QUESTION: Recently I read about the new drug etidronate which is supposedly a real break through in treating osteoporosis with very minimal side effects. Our doctor seems to know nothing of this drug, but our pharmacist says with a prescription he can order it and have it in the next day.
Could you please advise if and when this drug was approved by the Food and Drug Administration (FDA), and when it will be on the market? I am sure many people are eager to learn more about this important drug.
ANSWER: Your letter brings up some important points that have been included in recent mail from other readers and so I am pleased to respond.
The articles you have been reading about etidronate followed the publication of two reports about new research using this medication presented in the New England Journal of Medicine in May and July of this year.
One study was conducted in Denmark, involved 66 patients and covered a three year period.
A much larger study involved 429 women with postmenopausal osteoporosis was conducted over a two year period in centers in Cincinnati, Cleveland, Atlanta, Seattle, Honolulu, Denver and Columbus, Ohio.
A method called "intermittent cyclic therapy" (ICT) was used in both studies.
Contrary to the thinking of many people, bone is not a dead tissue, but a dynamic one, constantly being torn down and rebuilt by special cells.

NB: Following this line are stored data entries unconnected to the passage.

PR #2033, opened 2023-01-20
Fixed Epinio Tap (homebrew)

enrichman:
The Github action that we were using to update the official Formula is not working with third-party Taps.

This PR partially revert the https://github.com/epinio/epinio/pull/1996/files

This will keep the bump of our Epinio Tap (https://github.com/epinio/homebrew-tap/blob/main/Formula/epinio.rb) with the tag action. The official Homebrew-Core repository will still need to wait the official publishing of the release.

### DIFF
--- a/.github/workflows/release-publish.yml
+++ b/.github/workflows/release-publish.yml
@@ -47,16 +47,3 @@ jobs:
             Created by https://github.com/mislav/bump-homebrew-formula-action
         env:
           COMMITTER_TOKEN: ${{ secrets.COMMITTER_TOKEN }}
-
-      - name: Bump Homebrew Epinio tap
-        uses: mislav/bump-homebrew-formula-action@v2
-        if: "!contains(github.ref, '-')" # skip prereleases
-        with:
-          homebrew-tap: epinio/homebrew-tap
-          download-url: https://github.com/epinio/epinio/archive/refs/tags/${{ steps.get_tag.outputs.TAG }}.tar.gz
-          commit-message: |
-            {{formulaName}} {{version}}
-
-            Created by https://github.com/mislav/bump-homebrew-formula-action
-        env:
-          COMMITTER_TOKEN: ${{ secrets.COMMITTER_TOKEN }}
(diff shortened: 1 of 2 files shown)


andreas-kupries:
How about instead of moving the brew activity from `release-publish` back to the goreleaser (in release)
using a custom goreleaser step in `release-publish` ? With a goreleaser config limited to just the brew thing ?

enrichman:
> How about instead of moving the brew activity from `release-publish` back to the goreleaser (in release) using a custom goreleaser step in `release-publish` ? With a goreleaser config limited to just the brew thing ?

@andreas-kupries I thought about this option and I wasn't sure because of the availability of binaries built in the previous step. I guess we need to rebuild them again, so the goreleaser config will have also all the building stages, and we should remember to keep them aligned.

Having it after the tag but before the release will let us also test it before releasing it to the public. The Mac installation is simpler with brew.

enrichman:
> > > How about instead of moving the brew activity from `release-publish` back to the goreleaser (in release) using a custom goreleaser step in `release-publish` ? With a goreleaser config limited to just the brew thing ?
> > 
> > 
> > @andreas-kupries I thought about this option and I wasn't sure because of the availability of binaries built in the previous step. I guess we need to rebuild them again, so the goreleaser config will have also all the building stages, and we should remember to keep them aligned.
> 
> Oh, the brew tap puts the actual binaries into the formula ? ... Ok, I suspect that you are right that this then requires the build section for the binaries. However all the images and manifests we should be able to cut out.
> 
> On the topic of keepng them in sync, I just checked, and goreleaser seems to support some kind of include system for the config: https://goreleaser.com/customization/includes/
> 
> That should allow us to have a single spec for the build section shared between the two places..

Unfortunately that's a Pro feature.. :/

Yes, the build part is not that much. I'm just worried about the actual release. The action will start after that we have published the Product Release. So I guess that goreleaser will create a new draft, or maybe it will draft the published release (?). Or maybe nothing. Not sure about the behaviour.

I don't have a strong opinion on this. It has pros and cons. We can say that we already know about the previous approach, and maybe we can try your proposal, and see what is going to happen. What do you think? :slightly_smiling_face:

andreas-kupries:
Ok, let us go with your change now, that way we have something working. Then maybe experiment with my proposal.

andreas-kupries (approved):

The osteoclasts are responsible for tearing down old bone, with the osteoblasts working to rebuild the bone and form new bony structures.
During most of our adult life these two processes are pretty much in balance, but after menopause, the osteoclasts get the upper hand, with more destruction of bone than new building.

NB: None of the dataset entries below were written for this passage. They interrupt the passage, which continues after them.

PR #2049, opened 2023-01-27
Disable tracking during tests

enrichman:
Disable tracking during tests

### DIFF
--- a/acceptance/helpers/epinio/epinio.go
+++ b/acceptance/helpers/epinio/epinio.go
@@ -156,6 +156,7 @@ func (e *Epinio) Install(args ...string) (string, error) {
 		"epinio",
 		chart,
 		"--wait",
+		"--set server.disableTracking=true", // disable tracking during tests
 	}
 
 	out, err = proc.Run(testenv.Root(), false, "helm", append(opts, args...)...)


acceptance/helpers/epinio/epinio.go
```diff
@@ -156,6 +156,7 @@ func (e *Epinio) Install(args ...string) (string, error) {
 		"epinio",
 		chart,
 		"--wait",
+		"--set server.disableTracking=true", // disable tracking during tests
```
andreas-kupries, line 159: what about the tests going through `scripts/prepare-environment-k3d.sh`, i.e. `make prepare_environment_k3d` ?!

andreas-kupries (changes requested):

acceptance/helpers/epinio/epinio.go
enrichman: Those were already disabled via Helm. :smile: 

https://github.com/epinio/epinio/blob/66ce72bd42654c85cb8945fa7e908ceafea76665/scripts/prepare-environment-k3d.sh#L70-L76

https://github.com/epinio/epinio/blob/66ce72bd42654c85cb8945fa7e908ceafea76665/scripts/prepare-environment-k3d.sh#L97-L102

I missed the programmatic installation for the cloud providers.

andreas-kupries: Ok. Thanks.

andreas-kupries (approved):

The result is a thinner or more porous bone, thus the name osteoporosis.
In these experiments etidronate was given to slow down the osteoclastic activity for a period of time (15 days), and then stopped, permitting the osteoblasts to function and rebuild bone.
During the bone rebuilding portion of the cycle, calcium supplements were given to help the process.
The entire cycle spanned a three month period and then was repeated.
Both groups of researchers reported that bone mass improved (as measured by bone density techniques) during the therapy, and more important still, that the number of vertebral fractures (the type that cause the formation of a "dowager's hump" or spinal curvature) was significantly reduced in the group receiving etidronate when compared to the control group.
Etidronate is not unknown to doctors practicing in the United States.
It is currently marketed under the name Didronel by Norwich Eaton, and is already approved for use in treating Paget's Disease of the bone, and is considered safe and effective for this indication by the FDA.
However, when a medication that has been approved for one indication is found useful for a new disease or indication, the manufacturer must submit evidence and scientific data to the FDA to prove that it is an effective treatment for the new disorder as well.
The news is that the manufacturer has submitted the results of these two studies as well as other supportive data to the FDA at this time and is awaiting its decision.
Just how long the process will take is unknown, but I will be happy to let you know when it occurs.
So your pharmacist is correct, he can order the medication now, but I would strongly advise your physician to read these two articles before deciding to issue a prescription, because the medication must be taken in a very precise manner to obtain the same results as these investigations.
The material contained here is "FOR INFORMATION ONLY" and should not replace the counsel and advice of your personal physician.
Promptly consulting your doctor is the best path to a quick and successful resolution of any medical problem.